What the exercise asks: Each line of the data below that includes the string "clear" must be copied.

Dataset entries
********************
PR #386, opened 2017-07-28
Let phpcsfixer2 select the correct files and improve performance

veewee:
| Q             | A
| ------------- | ---
| Bug fix?      | yes/no
| New feature?  | no
| BC breaks?    | yes
| Deprecations? | no
| Documented?   | yes
| Fixed tickets | #371, #327

### DIFF
--- a/doc/tasks/phpcsfixer2.md
+++ b/doc/tasks/phpcsfixer2.md
@@ -103,7 +103,8 @@ Cache is supported only for tool downloaded as phar file or installed via compos
 
 Intersection mode can only be used when you have a configuration file which contains a Finder.
 This mode works best since only files that are being commit and are in your configuration will be checked.
-When there is no Finder in your configuration, all committed files will be checked.
+When there is no Finder in your configuration, you'll have set this parameter to false. 
+Otherwise php-cs-fixer will crash the execution.
 
 **verbose**
 
--- a/doc/tasks/phpcsfixer2.md
+++ b/doc/tasks/phpcsfixer2.md
@@ -97,12 +97,13 @@ The tool will fix all files if the tool version has changed or the list of fixer
 Cache is supported only for tool downloaded as phar file or installed via composer.
 
 
-**path_mode**
+**can_intersect**
 
-*Default: null*
+*Default: true*
 
-Specify path mode (can be override or intersection).
-
+Intersection mode can only be used when you have a configuration file which contains a Finder.
+This mode works best since only files that are being commit and are in your configuration will be checked.
+When there is no Finder in your configuration, all committed files will be checked.
 
 **verbose**
 
--- a/resources/config/tasks.yml
+++ b/resources/config/tasks.yml
@@ -232,7 +232,6 @@ services:
         arguments:
           - '@config'
           - '@process_builder'
-          - '@async_process_runner'
           - '@formatter.phpcsfixer'
         tags:
           - {name: grumphp.task, config: phpcsfixer}
--- a/spec/Task/PhpCsFixerV2Spec.php
+++ b/spec/Task/PhpCsFixerV2Spec.php
@@ -78,16 +78,79 @@ class PhpCsFixerV2Spec extends ObjectBehavior
         $this->canRunInContext($context)->shouldReturn(true);
     }
 
-    function it_runs_phpcsfixer2(
+    function it_runs_phpcsfixer2_on_finder_in_run_context_with_intersection(
         GrumPHP $grumPHP,
         ProcessBuilder $processBuilder,
         Process $process,
         RunContext $context,
         PhpCsFixerFormatter $formatter
     ) {
-        $grumPHP->getTaskConfiguration('phpcsfixer2')->willReturn(['config' => '.php_cs']);
+        $grumPHP->getTaskConfiguration('phpcsfixer2')->willReturn([
+            'config' => '.php_cs',
+            'can_intersect' => true,
+        ]);
         $formatter->resetCounter()->shouldBeCalled();
 
+        $context->getFiles()->willReturn(new FilesCollection([
+            $file1 = new SplFileInfo('file1.php', '.', 'file1.php'),
+            $file2 = new SplFileInfo('file2.php', '.', 'file2.php'),
+        ]));
+
+        $processBuilder->createArgumentsForCommand('php-cs-fixer')->willReturn(new ProcessArgumentsCollection());
+        $processBuilder->buildProcess(Argument::that(function (ProcessArgumentsCollection $args) use ($file1, $file2) {
+            return $args->contains('--path-mode=intersection')
+                && !$args->contains($file1->getPathname())
+                && !$args->contains($file2->getPathname());
+        }))->willReturn($process);
+
+        $process->run()->shouldBeCalled();
+        $process->isSuccessful()->willReturn(true);
+
+        $result = $this->run($context);
+        $result->shouldBeAnInstanceOf(TaskResultInterface::class);
+        $result->isPassed()->shouldBe(true);
+    }
+
+    function it_runs_phpcsfixer2_on_all_files_in_run_context_without_intersection(
+        GrumPHP $grumPHP,
+        ProcessBuilder $processBuilder,
+        Process $process,
+        RunContext $context,
+        PhpCsFixerFormatter $formatter
+    ) {
+        $grumPHP->getTaskConfiguration('phpcsfixer2')->willReturn([
+            'config' => '.php_cs',
+            'can_intersect' => false,
+        ]);
+        $formatter->resetCounter()->shouldBeCalled();
+
+        $context->getFiles()->willReturn(new FilesCollection([
+            $file1 = new SplFileInfo('file1.php', '.', 'file1.php'),
+            $file2 = new SplFileInfo('file2.php', '.', 'file2.php'),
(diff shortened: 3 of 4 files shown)


veewee:
Hi @Landerstraeten , @keradus,

This is an attempt to fix the issues in #371 and #327.
Can you give it a review to make sure this works as expected?

Thanks!

spec/Task/PhpCsFixerV2Spec.php
```diff
@@ -107,35 +106,8 @@ function it_runs_the_suite_for_all_files(
         $result->isPassed()->shouldBe(true);
     }
 
-    function it_runs_the_suite_for_changed_files(
```
keradus: why dropping the test instead of replacing it with test of new feature ?

doc/tasks/phpcsfixer2.md
```diff
@@ -97,12 +97,13 @@ The tool will fix all files if the tool version has changed or the list of fixer
...
+**can_intersect**
 
-*Default: null*
-
-Specify path mode (can be override or intersection).
+*Default: true*
 
+Intersection mode can only be used when you have a configuration file which contains a Finder.
+This mode works best since only files that are being commit and are in your configuration will be checked.
+When there is no Finder in your configuration, all committed files will be checked.
```
keradus: when there is no finder in configuration, setting path-mode=intersection will crash the execution

src/Task/PhpCsFixerV2.php
```diff
@@ -82,15 +89,23 @@ public function run(ContextInterface $context)
         }
 
         $arguments->addOptionalArgument('--using-cache=%s', $config['using_cache'] ? 'yes' : 'no');
-        $arguments->addOptionalArgument('--path-mode=%s', $config['path_mode']);
+        $arguments->addOptionalArgument('--path-mode=intersect', $config['can_intersect']);
```
keradus: did you try this out? please add tests to cover this change, as it is not working.
```diff
-intersect
+intersection
```

veewee: We currently don't have a system to do e2e tests with 3rd party tools. I looked over that one during commit and will test these changes thoroughly before merging.

veewee:
Thanks for your feedback @keradus!

I've changed the logic a bit:

- Run context with can_intersect=true will never receive the files since the finder in the php-cs-fixer2 config can be used. (Works better on windows since they have a limited CLI input charakters)
- Run context with can_intersect=false will always retrieve the files since there is no finder in configuration
- PreCommit context with can_intersect=true will always retrieve the files and will run in intersection path mode. When there is no finder in the config file, the exectuable will fail.
- PreCommit context with can_intersect=false will always retrieve the files and will run in override path mode

I assume this will cover all cases at the moment, but will test this thoroughly.

doc/tasks/phpcsfixer2.md
```diff
@@ -103,7 +103,8 @@ Cache is supported only for tool downloaded as phar file or installed via compos
 
 Intersection mode can only be used when you have a configuration file which contains a Finder.
 This mode works best since only files that are being commit and are in your configuration will be checked.
-When there is no Finder in your configuration, all committed files will be checked.
+When there is no Finder in your configuration, you'll have set this parameter to false. 
+Otherwise php-cs-fixer will crash the execution.
```
keradus: btw, could there be consistency with naming? sometimes you use `PHP-CS-Fixer`, sometimes you use `php-cs-fixer` after binary file, while official name is `PHP Coding Standards Fixer` or `PHP CS Fixer` when one used shorter version.

src/Task/PhpCsFixerV2.php
```diff
@@ -89,11 +89,14 @@ public function run(ContextInterface $context)
...
         $arguments->addOptionalArgument('--using-cache=%s', $config['using_cache'] ? 'yes' : 'no');
-        $arguments->addOptionalArgument('--path-mode=intersect', $config['can_intersect']);
+        $arguments->addOptionalArgument('--path-mode=intersection', $config['can_intersect']);
         $arguments->addOptionalArgument('--verbose', $config['verbose']);
         $arguments->addOptionalArgument('--diff', $config['diff']);
         $arguments->add('fix');
-        $arguments->addFiles($files);
+
+        if ($context instanceof GitPreCommitContext || !$config['can_intersect']) {
+            $arguments->addFiles($files);
```
keradus: not sure about condition here. why files are not used if `can_intersect=true` ?

keradus:
> - Run context with can_intersect=true will never receive the files since the finder in the php-cs-fixer2 config can be used. (Works better on windows since they have a limited CLI input charakters)
> - Run context with can_intersect=false will always retrieve the files since there is no finder in configuration

Then, what is the purpose of passing files in grumphp integration together with can_intersect=true ?

you are trying to use some extra logic on top of integration changing decision of user.
if user passed files, let use it.
if user configure mode=intersection, let use it.
that's it

doc/tasks/phpcsfixer2.md
veewee: Sure, I'll try to keep that in mind.

veewee:
> Then, what is the purpose of passing files in grumphp integration together with can_intersect=true ?
> you are trying to use some extra logic on top of integration changing decision of user.
> if user passed files, let use it.
> if user configure mode=intersection, let use it.
> that's it


I disagree: 

In run context, all files are being checked. That means that the task contains ALL files known to git. It is a bit overkill to paste them all the the CLI when there is a finder config in PHP CS Fixer. Besides that: Windows can't handle too many input characters.
So as long as there is a finder in configuration (can_intersect=true), we shouldn't pass the files in run context in my opninion.

The PreCommit context only contains the changed files. In this context, the intersection path-mode is the best option. If this is not possible (can_intersect=false), the override path-mode will be used.

Does this makes sense to you or would you still drop that logic?

keradus:
> So as long as there is a finder in configuration (can_intersect=true), we shouldn't pass the files in run context in my opninion.

so, why this scenario is allowed by code ?

veewee:
I don't really understand your question. Can you give me some additional context?

keradus:
```php
    if ($context instanceof GitPreCommitContext || !$config['can_intersect']) {
        $arguments->addFiles($files);
    }
```

let discuss not-precommit context, thus we have:
```php
    if (!$config['can_intersect']) {
        $arguments->addFiles($files);
    }
```

vs

> In run context, all files are being checked.

No, looking at code, in run-context, the paths are sometimes passed, sometimes not

keradus:
could `can_intersect` be different for run-context and precommit-context?

veewee:
@keradus, I see what you are trying to say. Probably I explained incorrect:

`can_intersect` can't be different for run or pre-commit context, it is always the same since it is in configration. Maybe a better name would be `config_contains_finder` or something like that.

So lets asume `can_intersect` will be renamed to `config_contains_finder`. In that case you have this if:

```php
    if ($context instanceof GitPreCommitContext || !$config['config_contains_finder']) {
        $arguments->addFiles($files);
    }
```

Let's focus on RunContext:
```
    if (!$config['config_contains_finder']) {
        $arguments->addFiles($files);
    }
```

As you can see: the files are being added when there is no finder configuration. If we don't do this, PHP CS Fixer will crash since it isn't validating any files.
When there is a finder in configuration, this one can be used instead of adding all files. This is because it should run on all files configured in the finder anyway.


Off course: for PreComit context, we'll always pass the files since we only want to check a limited subset.

keradus:
cleaner to me, yet I do still not clear enough.

> RunContext:
> As you can see: the files are being added when there is no finder configuration. If we don't do this, PHP CS Fixer will crash since it isn't validating any files.

great, I do agree that if there is no finder, we shall pass the files.

then, you have execution scenario:
- context: RunContext
- config_contains_finder: true
what is gonna happen with current implementation?
you gonna configure `--path-mode=intersection` yet no files for it, and intersecting finder with empty set is... empty set.

doc/tasks/phpcsfixer2.md
```diff
@@ -97,12 +97,14 @@ The tool will fix all files if the tool version has changed or the list of fixer
 Cache is supported only for tool downloaded as phar file or installed via composer.
 
 
-**path_mode**
+**can_intersect**
```
Landerstraeten: I think you forgot to change the example on line 25

resources/config/tasks.yml
```diff
@@ -232,7 +232,6 @@ services:
         arguments:
           - '@config'
           - '@process_builder'
-          - '@async_process_runner'
```
Landerstraeten: You deleted the argument from another task. Delete line 244 instead.

doc/tasks/phpcsfixer2.md
```diff
@@ -97,12 +97,14 @@ The tool will fix all files if the tool version has changed or the list of fixer
...
 
-*Default: null*
-
-Specify path mode (can be override or intersection).
+*Default: true*
 
+Intersection mode can only be used when you have a configuration file which contains a Finder.
+This mode works best since only files that are being commit and are in your configuration will be checked.
+When there is no Finder in your configuration, you'll have set this parameter to false. 
+Otherwise php-cs-fixer will crash the execution.
```
Landerstraeten: This is clear 👍

veewee:
Fixed in #395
********************
Reply:
cleaner to me, yet I do still not clear enough.
Landerstraeten: This is clear 👍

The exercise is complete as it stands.